The Yankees, seemingly cruising to a second straight victory Thursday that would have made the World Series interesting after three straight Dodgers victories, instead made things interesting in the fifth inning.
A single and back-to-back errors loaded the bases for Los Angeles. From there, though, starting pitcher Gerrit Cole (2024 salary: $36 million) managed to strike out Gavin Lux and Shohei Ohtani, the latter of whom is earning $70 million this season on a rigged, back-loaded deal even if it only shows up as $2 million officially this season.
At that point, the bases were loaded with two outs, and the Yankees were up 5-0. Mookie Betts ($30 million this year) was at the plate.

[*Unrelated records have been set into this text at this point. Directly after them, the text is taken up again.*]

PR #166, opened 2021-09-19
Remove places that mentions Python 3.5 support due to EOL

Superskyyy:
Will test Python 3.10 when officially releases next month.

Signed-off-by: Superskyyy <Superskyyy@outlook.com>

### DIFF
--- a/README.md
+++ b/README.md
@@ -19,7 +19,7 @@ microservices, cloud native and container-based (Docker, Kubernetes, Mesos) arch
 
 ## Installation Requirements
 
-SkyWalking Python Agent requires SkyWalking 8.0+ and Python 3.5+.
+SkyWalking Python Agent requires SkyWalking 8.0+ and Python 3.6+.
 
 > If you would like to try out the latest features that are not released yet, please refer to this [guide](docs/en/setup/faq/How-to-build-from-sources.md) to build from sources.
 
--- a/docker/Makefile
+++ b/docker/Makefile
@@ -18,9 +18,8 @@ D := docker
 
 P := grpc http kafka
 
-TARGETS := py3.5 py3.6 py3.7 py3.8 py3.9
+TARGETS := py3.6 py3.7 py3.8 py3.9
 
-py3.5: BASE_IMAGE = python:3.5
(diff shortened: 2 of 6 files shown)


kezhenxu94 (approved):

kezhenxu94:
We can say 3.5 is EOL and is not in our test matrix, it works in versions prior to 1.0, but it may or may not work with the codebase evolves.

Superskyyy:
> We can say 3.5 is EOL and is not in our test matrix, it works in versions prior to 1.0, but it may or may not work with the codebase evolves.

Ok, I intend to swap existing string formatting(`%` `.format` `+` etc.) to f-strings since they are much faster, but that does blocks all Python 3.5 users from v1.0.0, should I do that?

kezhenxu94:
> > We can say 3.5 is EOL and is not in our test matrix, it works in versions prior to 1.0, but it may or may not work with the codebase evolves.
> 
> 
> 
> Ok, I intend to swap existing string formatting(`%` `.format` `+` etc.) to f-strings since they are much faster, but that does blocks all Python 3.5 users from v1.0.0, should I do that?

That's awesome. We can do that, and just say since 1.0 we don't support 3.5.

wu-sheng:
As you said we will drop 3.5 supports, https://twitter.com/ASFSkyWalking/status/1439553219210792963.

README.md
```diff
@@ -19,7 +19,7 @@ microservices, cloud native and container-based (Docker, Kubernetes, Mesos) arch
 
 ## Installation Requirements
 
-SkyWalking Python Agent requires SkyWalking 8.0+ and Python 3.5+.
+SkyWalking Python Agent requires SkyWalking 8.0+ and Python 3.6+.
```
kezhenxu94, line 22: OK, since the requirement here is version-ed, users should check the corresponding doc of their versions, this PR is good to me now

kezhenxu94 (approved):

kezhenxu94:
> Will test Python 3.10 when officially releases next month.
> 

Seems 3.10 is out. @Superskyyy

He hit a routine ground ball to first that was destined to end the inning. But Anthony Rizzo was too casual with it. Cole didn’t cover first. And Betts sprinted out of the box, knowing what was at stake, and improbably won the race to the bag.
It was great hustle and awareness from Betts, the sort of random play that makes baseball wonderful. And of course, Freddie Freeman ($27 million this season) followed with a two-run single. Teoscar Hernandez ($23.5 million) hit a two-run double, and next thing you know, the game was tied.

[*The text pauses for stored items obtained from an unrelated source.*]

PR #167, opened 2021-10-19
Cleanup and Python 3.10 support

Superskyyy:
**Changelist:**

1. Evaluates all plugin lib versions.
2. Adds a new utility to support Python version-specific tests (e.g. disable certain tests for certain Python versions).
3. Adds a plugin test table generator utility (in the tools folder, the output is to be copied into the plugins.md doc. for now.)
4. Enhances CI workflow to run more efficiently and new deadlink checker.
5. Supports Python 3.10.
6. Stricter flake8 lint rules.
7. Psycopg3.0 (psycopg) support. - no need to add a component ID.
8. Chore - fix lint, remove unused operationid.

**Note:** 
1. Sanic plugin is problematic, it has incompatible API changes in the next LTS + not supporting Python 310 yet. 
2. Pymongo also has some problems with the next version.
3. Celery is not tested.
4. Psycopg3.0 needs extra instrumentation.

Python 3.6 will EOL on 23 DEC 2021.

### DIFF
--- a/docs/en/setup/Plugins.md
+++ b/docs/en/setup/Plugins.md
@@ -6,7 +6,7 @@ The column of versions only indicates the set of library versions tested in a be
 If you find newer major versions that are missing from the following table, and it's not documented as a limitation, 
 please PR to update the test matrix in the plugin.
 
-Versions marked as NOT SUPPORTED may be due to 
+Versions marked as NOT SUPPORTED may be due to
 an incompatible version with Python in the original library
 or a limitation of SkyWalking auto-instrumentation (welcome to contribute!)
 
@@ -35,6 +35,6 @@ Library | Python Version - Lib Version | Plugin Name
 | [urllib3](https://urllib3.readthedocs.io/en/latest/) | Python >=3.6 - ['1.26', '1.25'];  | `sw_urllib3` |
 | [urllib_request](https://docs.python.org/3/library/urllib.request.html) | Python >=3.6 - ['*'];  | `sw_urllib_request` |
 ### Notes
-- The celery server running with "celery -A ..." should be run with the HTTP protocol 
+- The celery server running with "celery -A ..." should be run with the HTTP protocol
 as it uses multiprocessing by default which is not compatible with the gRPC protocol implementation 
 in SkyWalking currently. Celery clients can use whatever protocol they want.
--- a/skywalking/plugins/sw_aiohttp.py
+++ b/skywalking/plugins/sw_aiohttp.py
@@ -30,6 +30,7 @@ support_matrix = {
 }
 note = """"""
 
+
 def install():
     from aiohttp import ClientSession
     from aiohttp.web_protocol import RequestHandler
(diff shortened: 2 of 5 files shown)


wu-sheng:
> Sanic plugin is problematic, it has incompatible API changes in the next LTS + not supporting Python 310 yet.

Does python agent have version identify capability? Or we have to choose?

tom-pytel:
> **Changelist:**
> 
> 7. Psycopg3.0 (psycopg) support. - no need to add a component ID.

psycopg 3.0 has added an async connection and cursor object which are not instrumented in a simple copy of the psycopg2 plugin. Note should be made of this. I am on a different project now but if I find the time I will see about adding this.

> **Note:**
> 
> 3. Celery is not tested.

My fault, I was short on time. If you want a simple celery script to turn into a full test then I can provide that.

Superskyyy:
> The celery server does not support grpc because it forks server processes and grpc is not good with that so you will need to use the agent http protocol.
> 
> Server script:
> 
> ```python
> #!/usr/bin/env python3
> 
> # docker run --name=redis-devel --publish=6379:6379 --hostname=redis --restart=on-failure --detach redis:latest
> # celery -A t_celery worker -l info
> 
> from celery import Celery
> from time import sleep
> 
> from skywalking import agent
> agent.start()
> 
> app = Celery('test', broker = 'redis://localhost:6379', backend = 'redis://localhost:6379')
> 
> @app.task
> def reverse(text):
>     sleep(1)
>     return text[::-1]
> ```
> 
> Setup:
> 
> ```
> pip install redis celery "apache-skywalking[http]"
> export SW_AGENT_PROTOCOL=http
> export SW_AGENT_COLLECTOR_BACKEND_SERVICES="127.0.0.1:12800"
> docker run --name=redis-devel --publish=6379:6379 --hostname=redis --restart=on-failure --detach redis:latest
> celery -A t_celery worker -l info
> ```
> 
> In the same directory as the server (notice it imports the server module):
> 
> ```python
> #!/usr/bin/env python3
> 
> from skywalking import agent
> agent.start()
> 
> import t_celery
> 
> print(t_celery.reverse.delay('ABC'))
> print(t_celery.reverse('ABC'))
> print(t_celery.reverse.apply_async(('ABC',)))
> print(t_celery.reverse.apply(('ABC',)))
> ```
> 
> In the same directory but another terminal:
> 
> ```
> export SW_AGENT_PROTOCOL=http
> export SW_AGENT_COLLECTOR_BACKEND_SERVICES="127.0.0.1:12800"
> ./t_celery_client.py
> ```
> 
> The final status of the jobs may not be instantaneous to update on the oap server, but all the exit celery requests should connect to to entry requests (except one spurious Local call which I just noticed but don't have time to track down where it came from right now).
> 
> NOTE: Ignore the redis stuff, or just disable the plugin, all you care about is the celery stuff.
> 
> NOTE2: Correct fork handling only works with py 3.7+ since 3.6 does not have the hook, so not sure how http will work on that one (or if).

Thank you! I will look into this.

Betts, who a night earlier had been accosted in right field as two Yankees fans ripped a ball from his glove, got the last laugh when his sacrifice fly in the eighth was the championship-winning run in a 7-6 victory.
There were five compelling games between two star-studded teams.
The entire series was also an extreme reminder that baseball’s financial system is a farce, which unfortunately made it one of my least favorite World Series of all time — something I talked about on Thursday’s Daily Delivery podcast.
Both teams had payrolls above $300 million this season if we (correctly) add $68 million to the Ohtani total, meaning they were among the three biggest-spending teams this year. Every World Series winner since 2018 has had a payroll in baseball’s top 10, and three times it was the biggest spender that won (including this year’s Dodgers if we factor in all their backloaded compensation). The top six spenders this year were all among MLB’s 12 playoff teams.